Parametric vs. historical estimates • The parametric ES curve runs above the historical one: we need less data to have a solution when the risk is estimated parametrically than when we use raw historical data. It seems as if we had some additional information in the parametric approach. • Where does this information come from? • It is injected into the calculation by fitting the data to an independently chosen probability distribution.
Adding linear constraints In practice, portfolio optimization is always subject to some constraints on the allowed range of the weights, such as a ban on short selling and/or limits on various assets, industrial sectors, regions, etc. These constraints restrict the region over which the optimum is sought to a finite volume where no infinite fluctuations can appear. One might then think that under such constraints the instability discussed above disappears completely.
This is not so. If we work in the vicinity of the phase boundary, sample to sample fluctuations in the weights will still be large, but the constraints will prevent the solution from running away to infinity. Instead, it will stick to the „walls” of the allowed region. • For example, for a ban on short selling (wi > 0) these walls will be the coordinate planes, and as N/T increases more and more of the weights will become zero. This phenomenon is well known in portfolio optimization. (B. Scherer, R. D. Martin, Introduction to Modern Portflio Optimization with NUOPT and S-PLUS,Springer, New York (2005))
This spontaneous reduction of diversification is entirely due to estimation error and does not reflect any real structure of the objective function. • In addition, for the next sample a completely different set of weights will become zero – the solution keeps jumping about on the walls of the allowed region. • Clearly, in this situation the solution reflects the structure of the limit system, rather than that of the market. Therefore, whenever we are working in or close to the unstable region (which is almost always), the constraints only mask rather than cure the instability.
The promise of machine learning • Complex optimization, classification, etc. problems suffer from high dimensionality and data parsimony in the same way as portfolio selection does. • Modern statistics (statistical learning theory) has developed powerful regularization methods to deal with this difficulty. • Application of these methods in a portfolio context offers a well-established, systematic approach : • S. Still and I. Kondor: Regularizing Portfolio Optimization, http://lanl.arxiv.org/abs/0911.1694, to appear in New Journal of Physics
Closing remarks Given the nature of the portfolio optimization task, one will typically work in that region of parameter space where sample fluctuations are large. Since the critical point where these fluctuations diverge depends on the risk measure, the confidence level, and on the method of estimation, one must be aware of how close one’s working point is to the critical boundary, otherwise one will be grossly misled by the unstable algorithm.
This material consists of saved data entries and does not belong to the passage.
PR #11958, opened 2023-10-17
feat: managed event types v2

leog:
## What does this PR do?

Implements Managed Event Types v2 where the event owner/team admin can discretely select which field to lock or unlock in a managed event type.

<kbd></kbd>

<kbd></kbd>

<kbd></kbd>

<kbd></kbd>

@ciaranha just FYI, went for the badge with title and the switch as it was the one that can be universally applied to any type of field, whether is a text or a setting toggle.

Talked to @PeerRich and he instructed me to tag you @CarinaWolli for this in order to have you take over MET.

Pending tasks: 
 - [ ] E2E tests

## Type of change

- [X] New feature (non-breaking change which adds functionality)

## How should this be tested?

Create a team and then a managed event type. Upon getting to the event type settings page, see the different toggles to lock/unlock them.

PR #12320, opened 2023-11-10
feat: Managed Events V2

### LINKED ISSUE #9307: [CAL-2513] Unlocked Pre and Post Buffer Times for Managed Events

Our platform hosts live one on one soft skills trainings in the workplace. Our trainers are not technical and need as many things automated as possible. Managed events are perfect for this. They allow us to set all the properties that we want to be held consistent and then distribute them to our trainers. Our issue is that trainers need a widely varying amount of time in between trainings. Right now the times between events for a managed event type are locked at the admin level and cannot be set by each trainer. This either requires us to set a window that is comfortable for some but inefficient for others or set a window that is efficient for some and uncomfortable for others.

It would be very helpful for us if the managed event types allowed the individual team members to change the currently locked fields. Specifically for us that is the amount of time in between scheduled events (buffer times).

We are currently in Beta of our scheduling feature and have implemented Calendly. Calendly supports the feature described here. However, Calendly has presented other problems for us with their embed and how it fires (or doesn't fire) events related to event reschedule and cancel that require brittle technical workarounds that we are less than comfortable with. 

### Additional context

I recognize that this feature is in progress. My hope is that this request can provide context for why a feature like this matters in a real world use case.

Thanks for your consideration.

<sub>[CAL-2513](https://linear.app/calcom/issue/CAL-2513/unlocked-pre-and-post-buffer-times-for-managed-events)</sub>

### LINKED ISSUE #11941: [CAL-3185] Managed event type v2
Let admin decide which fields should be locked and unlocked for managed event types. 

<sub>[CAL-3185](https://linear.app/calcom/issue/CAL-3185/managed-event-type-v2)</sub>

alishaz-polymath:
## What does this PR do?

Continues the work done by @leog in #11958 👏 

Fixes #9307 #11941 

### Screenshots

<kbd></kbd>

<kbd></kbd>

<kbd></kbd>

<kbd></kbd>

[Loom](https://www.loom.com/share/483902d4c4154eea97dbbf2688feac3a)

- [x] This PR allows the Managed Events to be configurable enough that the Admin can lock/unlock fields.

The merit of downside risk measures is that they ignore positive fluctuations that are not supposed to scare investors. We find it most remarkable that the very same downside risk measures display the instability described here which is basically due to a false arbitrage alert and may induce an investor to take very large positions on the basis of fragile information stemming from finite samples. In a way, the global financial crisis was a macroscopic example of such a folly.